**What needs to be done**.
Please report how many lines in the following material hold the string "toString", giving only the number.

**Supplied data**.
*** Begin section ***

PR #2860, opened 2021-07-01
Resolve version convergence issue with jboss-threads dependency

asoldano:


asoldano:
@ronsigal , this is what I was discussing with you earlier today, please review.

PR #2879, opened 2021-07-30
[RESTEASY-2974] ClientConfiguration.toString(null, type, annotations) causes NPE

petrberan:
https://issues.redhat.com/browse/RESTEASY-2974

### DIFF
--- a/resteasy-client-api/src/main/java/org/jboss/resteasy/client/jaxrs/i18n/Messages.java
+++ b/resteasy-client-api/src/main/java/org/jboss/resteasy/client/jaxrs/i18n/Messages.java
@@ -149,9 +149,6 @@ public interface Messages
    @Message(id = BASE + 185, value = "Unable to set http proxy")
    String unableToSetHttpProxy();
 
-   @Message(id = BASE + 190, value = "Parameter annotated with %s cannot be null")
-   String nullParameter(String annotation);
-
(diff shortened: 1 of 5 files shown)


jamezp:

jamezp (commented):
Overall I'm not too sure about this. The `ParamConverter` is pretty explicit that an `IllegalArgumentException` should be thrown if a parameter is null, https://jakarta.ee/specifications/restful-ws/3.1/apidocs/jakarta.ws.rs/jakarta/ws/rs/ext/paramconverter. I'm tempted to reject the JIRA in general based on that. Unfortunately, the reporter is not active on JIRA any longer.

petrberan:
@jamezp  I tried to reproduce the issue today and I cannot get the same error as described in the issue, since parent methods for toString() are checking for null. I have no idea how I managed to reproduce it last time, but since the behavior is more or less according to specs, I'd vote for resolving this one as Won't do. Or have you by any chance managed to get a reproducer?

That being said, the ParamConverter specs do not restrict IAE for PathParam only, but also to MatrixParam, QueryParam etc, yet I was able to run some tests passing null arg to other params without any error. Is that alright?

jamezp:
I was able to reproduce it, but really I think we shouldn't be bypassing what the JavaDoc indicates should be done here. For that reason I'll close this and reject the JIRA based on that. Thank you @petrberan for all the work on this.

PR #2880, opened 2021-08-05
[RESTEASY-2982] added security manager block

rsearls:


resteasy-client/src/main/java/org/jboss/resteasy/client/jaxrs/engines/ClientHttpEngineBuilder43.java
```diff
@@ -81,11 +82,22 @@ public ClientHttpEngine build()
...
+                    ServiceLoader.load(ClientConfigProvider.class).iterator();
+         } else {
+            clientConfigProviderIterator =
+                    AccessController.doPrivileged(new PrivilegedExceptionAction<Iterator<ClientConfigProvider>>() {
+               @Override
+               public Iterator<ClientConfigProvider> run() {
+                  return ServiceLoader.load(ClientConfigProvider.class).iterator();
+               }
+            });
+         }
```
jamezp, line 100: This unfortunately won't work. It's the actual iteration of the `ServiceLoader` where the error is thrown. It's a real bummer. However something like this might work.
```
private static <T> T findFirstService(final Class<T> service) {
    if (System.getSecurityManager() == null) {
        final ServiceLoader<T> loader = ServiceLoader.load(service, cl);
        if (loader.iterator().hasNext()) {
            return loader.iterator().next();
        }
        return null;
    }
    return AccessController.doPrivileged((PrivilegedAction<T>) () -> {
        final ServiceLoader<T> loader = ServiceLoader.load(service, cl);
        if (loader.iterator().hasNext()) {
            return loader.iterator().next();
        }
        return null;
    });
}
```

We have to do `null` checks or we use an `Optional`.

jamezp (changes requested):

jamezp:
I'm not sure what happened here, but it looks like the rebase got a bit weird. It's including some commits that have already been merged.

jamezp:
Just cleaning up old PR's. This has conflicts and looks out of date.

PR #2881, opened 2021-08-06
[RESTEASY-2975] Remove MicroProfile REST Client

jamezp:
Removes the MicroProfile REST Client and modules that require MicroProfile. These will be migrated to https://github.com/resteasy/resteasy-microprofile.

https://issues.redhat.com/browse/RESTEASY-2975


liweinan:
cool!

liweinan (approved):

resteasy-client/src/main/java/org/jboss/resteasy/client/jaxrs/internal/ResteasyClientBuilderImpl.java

*** End section ***

**Response**.
2